If you were to sit down to play against the Turk, you as an opponent, would move a piece and then you would watch as this mechanical figure would shift and move a piece of its own in response. And the Turk was a pretty good chess player. It frequently beat the opponents at face. Sometimes it would lose to particularly strong players, but it held its own pretty darn well. The man behind this invention was Wolfgang Fawn Kimplin, who was in the service of Maria Teresa, Empress of the

Holy Roman Empire. He had been invited to view a magician's performance in the court, so the story goes, and the Empress had invited him specifically and afterwards asked him what he thought, and allegedly he boasted he could create a much more compelling illusion than anything this magician did. Now, according to the story. The Empress essentially said, oh yeah, we'll prove it buster, and he was given six months to do just that. The turk was what he had to show for it in six months time, and it

reportedly went over like gang Busters. The wooden turk stood behind a cabinet, on top of which was the chessboard, and Kimplin would reportedly open the cabinet doors and reveal some gears and mechanics to prove that it was purely a mechanical system.
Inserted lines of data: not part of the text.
PR #3844, opened 2026-08-17
fix(security): redact sensitive fields from client-side logs

### LINKED ISSUE #3843: [Security] Login password logged in plaintext to browser console on failed request
**Describe the bug**
When a login request fails (for example, when the backend returns 502 because the database is unreachable), the frontend writes the full request body to the browser console, including the user's plaintext password. Credentials should never be written to logs at any layer, including client-side, as browser consoles are routinely captured by error-reporting tools, screen-shares, and support sessions.

**To Reproduce**
1. Stop the MongoDB service so the backend cannot serve auth requests (the frontend still loads).
2. Restart the checkmate-server service; it stays up and serves the frontend despite the DB being down.
3. Open the browser dev tools console.
4. Attempt to log in with any credentials.
5. Observe the failed POST to /api/v1/auth/login, and note the logged error object contains body: { email, password } with the password in plaintext.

In fact, the gears were masking a hidden compartment behind them, in which a human chess player was sitting inside, hunched over, keeping track of a game, using a smaller chessboard in front of them, and using

various levers to move the turk's limbs in response. Now, a lot of folks suspected that something was up from the get go, but you know, part of the fun of a magic trick is just not knowing what's going on. Some folks try very hard to figure out the process. I am not one of them. Others are just happy to be entertained by a very well performed trick. But in a way, the turk was a kind of black box. In fact, you could argue that a lot of magic

tricks pretty much fall into the black box category. The process is purposefully hidden from the viewer. If we could see what the magician was doing from beginning to end, all the way through and without any misdirection, then it would and be magic. We might admire the skill of the magician how quickly they were able to do things, but we wouldn't really consider it magical. So the output is dependent upon people not knowing the process the inputs

went through. Now that's not to say that you can appreciate a really good magic trick even if you know how it's done. One of the best examples I know of is Penn and Teller. They did a phenomenal version of the cups and balls routine where they used clear plastic cups and balls of aluminum foil to demonstrate how cups and balls works, and you can watch the entire time and even being able to see through the cups and see the moves they're being made, Teller does them

with such skill that it is truly phenomenal. It doesn't hurt that Penn is spouting off a lot of nonsense at the same time and misdirecting even as you're watching what's going on, I highly recommend you check it out on YouTube. Look for pen and teller cups and balls. You won't be disappointed. Now. The Turk, as far as I can tell, was always intended to be an entertainment, not necessarily something that was specifically meant to perpetuate some sort of hoax. You wouldn't call a stage magician a

huckster or a con man or anything like that. Their occupation is dependent upon misdirection and making impossible acts seem like they really happened, but always or nearly always with the implication that it's all an illusion or a trick of some sort. But not everyone is quite so forthcoming about the fact that the thing they're doing is done through trickery. For the scam artist, the black box creates

an incredible opportunity. As technological complexity outpaces the average person's understanding, the scam artists can create fake adjets and devices that they claim can do certain things and then count upon the ignorance of the average person to get away with it. Typically, the go to scam is to convince people with money to pour investments into the hoax technology in an effort to fund whatever the next phase of development is supposed to be, whether that's to bring a prototype into a

production model or to refine a design or whatever. But the end result is pretty much the same across the board. The corn artist tries to wheedle out as much money from their marks as they can before they pull up stakes and skip town, or they find some way to shift focus or punt any promises on delivering results further into the future, like that's the future me problem kind

of approach. Once in a blue moon, you might find someone who was just hoping to make enough time to come up with a way to do their hopes for real zes, or at least to simulate it close enough so that people are satisfied. That typically doesn't work out

so well. M. Thoromness. I'll get back to that. So let's talk about some examples of outright scams that leaned heavily on the black box concept, whether by having their supposed and actual operating mechanisms hidden or by obscuring how they really worked with a lot of nonsensical claims and techno babble. One historical scam artist was a guy named Charles Redheffer, who claimed to have built a perpetual motion machine.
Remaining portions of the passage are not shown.